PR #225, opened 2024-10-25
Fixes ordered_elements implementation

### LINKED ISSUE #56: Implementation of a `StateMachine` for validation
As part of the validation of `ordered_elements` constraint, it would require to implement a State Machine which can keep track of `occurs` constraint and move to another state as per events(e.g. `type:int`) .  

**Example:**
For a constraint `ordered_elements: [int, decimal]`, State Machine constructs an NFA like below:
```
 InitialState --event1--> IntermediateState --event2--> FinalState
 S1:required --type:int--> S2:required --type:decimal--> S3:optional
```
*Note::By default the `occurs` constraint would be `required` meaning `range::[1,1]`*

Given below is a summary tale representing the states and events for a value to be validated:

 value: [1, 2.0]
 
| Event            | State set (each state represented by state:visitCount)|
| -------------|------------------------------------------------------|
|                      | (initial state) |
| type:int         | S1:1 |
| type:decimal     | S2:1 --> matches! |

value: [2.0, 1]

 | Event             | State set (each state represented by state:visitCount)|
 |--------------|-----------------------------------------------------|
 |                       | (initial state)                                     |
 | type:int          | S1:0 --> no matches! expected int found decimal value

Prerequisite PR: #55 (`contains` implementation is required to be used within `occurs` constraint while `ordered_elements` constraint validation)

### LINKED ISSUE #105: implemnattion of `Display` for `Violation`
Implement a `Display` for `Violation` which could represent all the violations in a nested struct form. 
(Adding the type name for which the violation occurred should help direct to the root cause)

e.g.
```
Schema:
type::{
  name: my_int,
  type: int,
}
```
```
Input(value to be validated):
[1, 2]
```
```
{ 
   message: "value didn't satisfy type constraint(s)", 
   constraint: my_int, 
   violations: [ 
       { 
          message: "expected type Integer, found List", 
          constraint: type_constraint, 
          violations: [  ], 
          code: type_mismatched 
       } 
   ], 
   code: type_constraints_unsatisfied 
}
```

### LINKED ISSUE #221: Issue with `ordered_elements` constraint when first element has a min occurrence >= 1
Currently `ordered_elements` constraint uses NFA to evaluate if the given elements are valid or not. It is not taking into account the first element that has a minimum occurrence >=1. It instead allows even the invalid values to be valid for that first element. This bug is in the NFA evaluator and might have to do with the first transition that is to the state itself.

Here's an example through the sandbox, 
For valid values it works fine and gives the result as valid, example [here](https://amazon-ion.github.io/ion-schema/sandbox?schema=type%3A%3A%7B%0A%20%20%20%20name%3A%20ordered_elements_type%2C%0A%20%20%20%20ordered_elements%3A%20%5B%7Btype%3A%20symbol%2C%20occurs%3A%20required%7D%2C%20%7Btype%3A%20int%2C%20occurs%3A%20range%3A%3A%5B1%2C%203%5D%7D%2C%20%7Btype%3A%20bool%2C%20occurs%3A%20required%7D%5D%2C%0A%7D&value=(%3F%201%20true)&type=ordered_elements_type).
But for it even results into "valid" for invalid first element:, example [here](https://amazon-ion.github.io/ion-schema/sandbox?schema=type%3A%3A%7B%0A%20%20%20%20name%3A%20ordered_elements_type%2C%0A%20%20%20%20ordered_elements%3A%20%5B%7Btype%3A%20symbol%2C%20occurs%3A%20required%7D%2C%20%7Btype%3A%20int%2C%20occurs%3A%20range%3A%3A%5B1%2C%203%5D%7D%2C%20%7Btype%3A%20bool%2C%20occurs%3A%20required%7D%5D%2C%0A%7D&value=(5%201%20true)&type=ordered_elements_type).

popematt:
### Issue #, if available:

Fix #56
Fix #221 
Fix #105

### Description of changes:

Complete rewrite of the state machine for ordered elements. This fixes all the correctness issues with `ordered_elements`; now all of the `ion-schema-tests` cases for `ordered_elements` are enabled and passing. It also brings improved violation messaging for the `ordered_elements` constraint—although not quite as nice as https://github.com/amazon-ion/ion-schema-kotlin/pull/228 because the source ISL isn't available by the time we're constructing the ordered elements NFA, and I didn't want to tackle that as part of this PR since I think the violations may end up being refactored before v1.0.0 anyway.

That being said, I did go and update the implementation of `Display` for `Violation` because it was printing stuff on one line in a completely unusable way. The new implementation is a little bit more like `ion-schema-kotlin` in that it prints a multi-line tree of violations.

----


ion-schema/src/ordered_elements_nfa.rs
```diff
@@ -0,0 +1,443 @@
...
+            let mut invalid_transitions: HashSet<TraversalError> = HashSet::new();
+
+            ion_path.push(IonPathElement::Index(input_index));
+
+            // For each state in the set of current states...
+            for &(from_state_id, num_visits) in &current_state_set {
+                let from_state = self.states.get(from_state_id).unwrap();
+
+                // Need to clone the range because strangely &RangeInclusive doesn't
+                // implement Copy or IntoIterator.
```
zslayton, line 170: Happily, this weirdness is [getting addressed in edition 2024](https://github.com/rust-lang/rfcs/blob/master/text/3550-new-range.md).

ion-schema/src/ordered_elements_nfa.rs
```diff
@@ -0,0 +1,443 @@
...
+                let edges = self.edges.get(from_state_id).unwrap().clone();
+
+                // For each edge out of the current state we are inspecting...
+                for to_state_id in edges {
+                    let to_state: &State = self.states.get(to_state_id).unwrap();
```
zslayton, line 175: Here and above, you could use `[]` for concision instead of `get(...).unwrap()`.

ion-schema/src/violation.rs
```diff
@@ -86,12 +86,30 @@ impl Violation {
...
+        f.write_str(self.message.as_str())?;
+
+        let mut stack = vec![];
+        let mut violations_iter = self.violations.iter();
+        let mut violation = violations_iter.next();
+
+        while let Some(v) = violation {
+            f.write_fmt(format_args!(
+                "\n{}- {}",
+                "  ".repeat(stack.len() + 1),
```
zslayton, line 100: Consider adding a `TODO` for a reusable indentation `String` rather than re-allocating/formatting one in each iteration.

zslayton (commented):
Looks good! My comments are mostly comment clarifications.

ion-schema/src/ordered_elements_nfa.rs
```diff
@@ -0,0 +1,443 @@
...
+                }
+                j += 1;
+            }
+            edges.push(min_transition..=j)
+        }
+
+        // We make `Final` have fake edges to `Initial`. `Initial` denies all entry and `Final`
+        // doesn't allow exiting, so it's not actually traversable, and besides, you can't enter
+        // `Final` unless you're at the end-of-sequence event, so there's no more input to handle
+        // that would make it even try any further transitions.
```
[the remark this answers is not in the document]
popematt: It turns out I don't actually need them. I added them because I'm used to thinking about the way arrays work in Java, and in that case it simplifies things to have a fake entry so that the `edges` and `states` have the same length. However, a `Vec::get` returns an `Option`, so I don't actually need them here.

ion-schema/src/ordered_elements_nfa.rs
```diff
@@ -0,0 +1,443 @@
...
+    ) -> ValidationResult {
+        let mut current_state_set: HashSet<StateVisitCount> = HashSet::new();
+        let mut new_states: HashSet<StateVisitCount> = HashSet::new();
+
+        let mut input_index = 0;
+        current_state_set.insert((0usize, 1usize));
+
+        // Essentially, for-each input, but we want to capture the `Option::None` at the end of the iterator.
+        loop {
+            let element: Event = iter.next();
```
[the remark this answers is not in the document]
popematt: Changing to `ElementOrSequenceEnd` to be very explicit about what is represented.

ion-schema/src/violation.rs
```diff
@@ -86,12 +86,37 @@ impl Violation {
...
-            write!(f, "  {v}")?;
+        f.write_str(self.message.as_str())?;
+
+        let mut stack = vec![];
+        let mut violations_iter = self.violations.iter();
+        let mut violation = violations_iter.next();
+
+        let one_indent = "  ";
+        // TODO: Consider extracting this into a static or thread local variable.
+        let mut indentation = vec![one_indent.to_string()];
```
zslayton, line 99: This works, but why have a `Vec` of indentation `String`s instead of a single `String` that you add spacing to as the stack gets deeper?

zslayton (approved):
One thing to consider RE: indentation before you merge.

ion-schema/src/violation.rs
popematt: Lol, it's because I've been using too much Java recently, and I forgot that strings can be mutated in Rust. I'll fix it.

※ ※ ※

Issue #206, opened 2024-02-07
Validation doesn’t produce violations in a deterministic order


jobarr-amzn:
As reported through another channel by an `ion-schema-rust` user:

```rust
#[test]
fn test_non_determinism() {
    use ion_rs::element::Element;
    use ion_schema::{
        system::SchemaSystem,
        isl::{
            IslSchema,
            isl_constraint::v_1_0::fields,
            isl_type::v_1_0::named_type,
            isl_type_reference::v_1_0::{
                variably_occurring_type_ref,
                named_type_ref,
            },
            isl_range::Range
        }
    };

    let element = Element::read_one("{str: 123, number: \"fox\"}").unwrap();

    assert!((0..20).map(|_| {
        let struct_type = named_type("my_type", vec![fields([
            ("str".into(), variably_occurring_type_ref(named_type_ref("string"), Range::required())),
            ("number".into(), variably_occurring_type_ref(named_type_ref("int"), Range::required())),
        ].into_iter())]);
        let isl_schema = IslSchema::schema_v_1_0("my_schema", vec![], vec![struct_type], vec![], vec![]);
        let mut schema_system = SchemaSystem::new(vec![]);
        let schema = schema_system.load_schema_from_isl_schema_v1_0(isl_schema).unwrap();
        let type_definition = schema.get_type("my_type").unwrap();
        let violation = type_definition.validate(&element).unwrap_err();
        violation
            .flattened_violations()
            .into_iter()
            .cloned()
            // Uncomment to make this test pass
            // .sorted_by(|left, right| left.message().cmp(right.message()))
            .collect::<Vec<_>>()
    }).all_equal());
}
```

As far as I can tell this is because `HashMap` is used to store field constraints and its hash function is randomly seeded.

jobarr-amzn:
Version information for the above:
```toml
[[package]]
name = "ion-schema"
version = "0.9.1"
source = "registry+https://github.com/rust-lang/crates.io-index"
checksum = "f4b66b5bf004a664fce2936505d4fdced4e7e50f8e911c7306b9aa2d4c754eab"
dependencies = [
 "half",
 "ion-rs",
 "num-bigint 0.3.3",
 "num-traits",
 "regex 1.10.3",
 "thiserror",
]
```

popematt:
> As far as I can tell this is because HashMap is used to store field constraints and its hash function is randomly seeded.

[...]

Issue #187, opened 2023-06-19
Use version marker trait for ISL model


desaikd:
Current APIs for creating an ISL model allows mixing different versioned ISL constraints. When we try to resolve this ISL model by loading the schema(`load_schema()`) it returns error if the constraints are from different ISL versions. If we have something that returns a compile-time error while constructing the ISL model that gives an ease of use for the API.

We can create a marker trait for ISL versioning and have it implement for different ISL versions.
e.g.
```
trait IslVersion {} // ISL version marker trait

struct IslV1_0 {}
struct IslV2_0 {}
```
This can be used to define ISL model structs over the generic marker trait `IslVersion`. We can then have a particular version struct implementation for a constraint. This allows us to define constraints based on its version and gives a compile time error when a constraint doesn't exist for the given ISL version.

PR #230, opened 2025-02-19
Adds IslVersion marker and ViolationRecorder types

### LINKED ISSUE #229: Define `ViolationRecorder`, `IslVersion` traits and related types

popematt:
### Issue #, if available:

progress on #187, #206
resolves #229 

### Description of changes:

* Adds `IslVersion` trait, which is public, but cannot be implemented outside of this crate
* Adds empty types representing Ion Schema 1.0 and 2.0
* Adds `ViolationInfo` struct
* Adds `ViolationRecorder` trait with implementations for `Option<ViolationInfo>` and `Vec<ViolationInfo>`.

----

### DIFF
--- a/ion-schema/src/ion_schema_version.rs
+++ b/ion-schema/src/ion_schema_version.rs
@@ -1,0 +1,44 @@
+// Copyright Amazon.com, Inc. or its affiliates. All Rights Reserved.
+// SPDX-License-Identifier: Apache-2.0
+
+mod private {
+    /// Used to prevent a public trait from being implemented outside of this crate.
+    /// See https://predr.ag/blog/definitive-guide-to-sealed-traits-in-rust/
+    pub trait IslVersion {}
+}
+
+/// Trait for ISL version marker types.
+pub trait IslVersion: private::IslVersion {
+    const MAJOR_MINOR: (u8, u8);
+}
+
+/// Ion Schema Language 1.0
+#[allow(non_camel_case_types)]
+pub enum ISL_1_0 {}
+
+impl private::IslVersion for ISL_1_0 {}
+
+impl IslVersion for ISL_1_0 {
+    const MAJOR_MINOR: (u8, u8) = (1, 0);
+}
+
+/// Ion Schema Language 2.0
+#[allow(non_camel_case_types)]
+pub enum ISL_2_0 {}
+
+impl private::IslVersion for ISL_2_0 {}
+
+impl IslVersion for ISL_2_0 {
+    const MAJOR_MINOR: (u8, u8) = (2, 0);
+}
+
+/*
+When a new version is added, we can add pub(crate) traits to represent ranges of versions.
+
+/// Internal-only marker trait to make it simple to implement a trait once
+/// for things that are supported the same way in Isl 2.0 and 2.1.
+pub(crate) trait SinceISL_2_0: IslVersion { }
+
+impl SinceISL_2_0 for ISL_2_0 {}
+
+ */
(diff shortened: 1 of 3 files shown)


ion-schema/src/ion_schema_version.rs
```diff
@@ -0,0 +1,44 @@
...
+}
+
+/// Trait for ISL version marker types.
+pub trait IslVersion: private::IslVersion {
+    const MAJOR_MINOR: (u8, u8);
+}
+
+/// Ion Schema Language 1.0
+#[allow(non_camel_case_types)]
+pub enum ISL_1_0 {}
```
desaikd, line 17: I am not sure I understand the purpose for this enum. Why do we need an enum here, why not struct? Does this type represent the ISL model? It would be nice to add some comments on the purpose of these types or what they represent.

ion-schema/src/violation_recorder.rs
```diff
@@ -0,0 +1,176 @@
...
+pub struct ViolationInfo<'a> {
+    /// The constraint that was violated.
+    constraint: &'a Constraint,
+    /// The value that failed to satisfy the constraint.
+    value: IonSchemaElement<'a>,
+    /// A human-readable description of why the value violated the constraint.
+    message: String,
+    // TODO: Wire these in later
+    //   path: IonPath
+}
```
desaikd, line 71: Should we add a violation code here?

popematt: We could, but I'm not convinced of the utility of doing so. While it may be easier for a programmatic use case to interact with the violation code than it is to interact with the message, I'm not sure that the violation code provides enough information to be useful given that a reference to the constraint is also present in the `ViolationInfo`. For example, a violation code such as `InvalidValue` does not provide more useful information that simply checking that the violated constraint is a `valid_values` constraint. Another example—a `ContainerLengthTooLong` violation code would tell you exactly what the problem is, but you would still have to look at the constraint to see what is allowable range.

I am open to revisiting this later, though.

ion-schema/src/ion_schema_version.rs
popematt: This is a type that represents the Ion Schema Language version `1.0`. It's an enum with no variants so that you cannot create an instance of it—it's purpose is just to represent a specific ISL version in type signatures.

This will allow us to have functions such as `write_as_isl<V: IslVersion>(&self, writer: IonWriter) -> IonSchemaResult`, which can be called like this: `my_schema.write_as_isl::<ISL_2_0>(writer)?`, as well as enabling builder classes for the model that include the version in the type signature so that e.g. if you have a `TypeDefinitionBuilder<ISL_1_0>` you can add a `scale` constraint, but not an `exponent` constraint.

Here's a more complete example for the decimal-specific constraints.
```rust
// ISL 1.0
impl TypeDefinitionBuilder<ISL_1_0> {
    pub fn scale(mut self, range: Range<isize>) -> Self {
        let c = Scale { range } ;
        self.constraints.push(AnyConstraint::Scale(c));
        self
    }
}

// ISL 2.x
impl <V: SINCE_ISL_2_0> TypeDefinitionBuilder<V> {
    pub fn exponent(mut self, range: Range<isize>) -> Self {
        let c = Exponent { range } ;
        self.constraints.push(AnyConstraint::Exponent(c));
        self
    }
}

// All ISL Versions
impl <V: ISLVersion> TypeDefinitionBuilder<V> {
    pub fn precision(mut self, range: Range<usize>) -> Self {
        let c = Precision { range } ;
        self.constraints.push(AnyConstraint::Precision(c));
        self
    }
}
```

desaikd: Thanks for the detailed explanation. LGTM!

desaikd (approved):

※ ※ ※

◆ **WHAT NEEDS TO BE DONE**:
Where does the string "specific" appear in the records above? Return every line that holds it.

◆ **COMPLETED TASK**:
popematt: This is a type that represents the Ion Schema Language version `1.0`. It's an enum with no variants so that you cannot create an instance of it—it's purpose is just to represent a specific ISL version in type signatures.
Here's a more complete example for the decimal-specific constraints.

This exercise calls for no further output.